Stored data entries

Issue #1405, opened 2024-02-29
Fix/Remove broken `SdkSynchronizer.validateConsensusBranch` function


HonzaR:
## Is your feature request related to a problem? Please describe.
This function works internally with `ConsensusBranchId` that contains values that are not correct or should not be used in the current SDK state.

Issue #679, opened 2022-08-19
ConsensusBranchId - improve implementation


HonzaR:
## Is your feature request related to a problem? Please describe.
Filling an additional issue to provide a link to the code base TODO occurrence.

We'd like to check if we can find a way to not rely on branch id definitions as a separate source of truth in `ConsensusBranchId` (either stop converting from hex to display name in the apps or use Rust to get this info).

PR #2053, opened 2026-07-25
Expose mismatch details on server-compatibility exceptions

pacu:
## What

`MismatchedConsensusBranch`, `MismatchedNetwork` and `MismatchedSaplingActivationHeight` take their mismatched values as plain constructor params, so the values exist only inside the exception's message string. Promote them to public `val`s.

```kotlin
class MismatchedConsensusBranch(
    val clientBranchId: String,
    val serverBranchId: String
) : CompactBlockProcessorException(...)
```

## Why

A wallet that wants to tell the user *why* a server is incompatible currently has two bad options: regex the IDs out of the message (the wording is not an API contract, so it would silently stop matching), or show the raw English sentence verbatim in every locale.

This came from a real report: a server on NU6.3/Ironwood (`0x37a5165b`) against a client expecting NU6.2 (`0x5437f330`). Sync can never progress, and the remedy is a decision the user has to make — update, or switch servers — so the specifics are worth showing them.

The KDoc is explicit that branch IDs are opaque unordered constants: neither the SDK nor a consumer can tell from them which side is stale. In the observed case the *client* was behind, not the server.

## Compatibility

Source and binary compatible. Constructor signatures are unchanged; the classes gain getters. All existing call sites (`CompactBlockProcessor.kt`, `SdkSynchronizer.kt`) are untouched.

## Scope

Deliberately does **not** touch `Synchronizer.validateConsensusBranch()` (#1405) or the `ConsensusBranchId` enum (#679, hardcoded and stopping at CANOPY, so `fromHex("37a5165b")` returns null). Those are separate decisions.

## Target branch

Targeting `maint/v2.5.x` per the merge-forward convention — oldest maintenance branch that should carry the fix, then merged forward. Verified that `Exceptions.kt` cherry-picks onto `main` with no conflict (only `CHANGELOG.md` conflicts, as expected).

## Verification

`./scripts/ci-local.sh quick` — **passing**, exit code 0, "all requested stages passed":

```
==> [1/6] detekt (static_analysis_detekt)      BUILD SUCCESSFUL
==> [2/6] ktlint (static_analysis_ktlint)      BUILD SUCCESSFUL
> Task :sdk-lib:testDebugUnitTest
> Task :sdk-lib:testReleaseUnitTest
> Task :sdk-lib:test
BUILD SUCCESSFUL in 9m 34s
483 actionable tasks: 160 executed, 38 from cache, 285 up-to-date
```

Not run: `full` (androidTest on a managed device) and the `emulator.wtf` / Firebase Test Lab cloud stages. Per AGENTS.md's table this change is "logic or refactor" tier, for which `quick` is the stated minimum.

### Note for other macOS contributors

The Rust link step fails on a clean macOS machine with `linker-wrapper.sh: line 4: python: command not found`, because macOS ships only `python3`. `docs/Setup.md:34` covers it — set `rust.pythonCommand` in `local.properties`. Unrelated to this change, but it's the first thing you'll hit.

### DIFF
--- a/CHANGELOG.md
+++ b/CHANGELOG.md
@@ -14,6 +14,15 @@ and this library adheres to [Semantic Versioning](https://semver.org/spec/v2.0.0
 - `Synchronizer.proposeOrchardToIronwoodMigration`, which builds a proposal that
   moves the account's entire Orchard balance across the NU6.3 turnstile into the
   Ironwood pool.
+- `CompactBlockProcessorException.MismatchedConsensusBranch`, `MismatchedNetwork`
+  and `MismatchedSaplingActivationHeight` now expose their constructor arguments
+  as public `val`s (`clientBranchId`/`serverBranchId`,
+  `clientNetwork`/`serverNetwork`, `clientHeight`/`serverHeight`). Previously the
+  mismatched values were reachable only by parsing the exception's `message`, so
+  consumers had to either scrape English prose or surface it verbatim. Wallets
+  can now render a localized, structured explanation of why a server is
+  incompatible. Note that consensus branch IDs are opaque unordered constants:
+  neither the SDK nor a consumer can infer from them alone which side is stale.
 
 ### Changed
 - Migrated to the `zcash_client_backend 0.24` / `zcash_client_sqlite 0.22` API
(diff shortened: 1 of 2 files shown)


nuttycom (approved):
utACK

Your goal ▸ Search the entries for the word "neither". Copy each line where it appears.

Solved exercise ▸
The KDoc is explicit that branch IDs are opaque unordered constants: neither the SDK nor a consumer can tell from them which side is stale. In the observed case the *client* was behind, not the server.
+  neither the SDK nor a consumer can infer from them alone which side is stale.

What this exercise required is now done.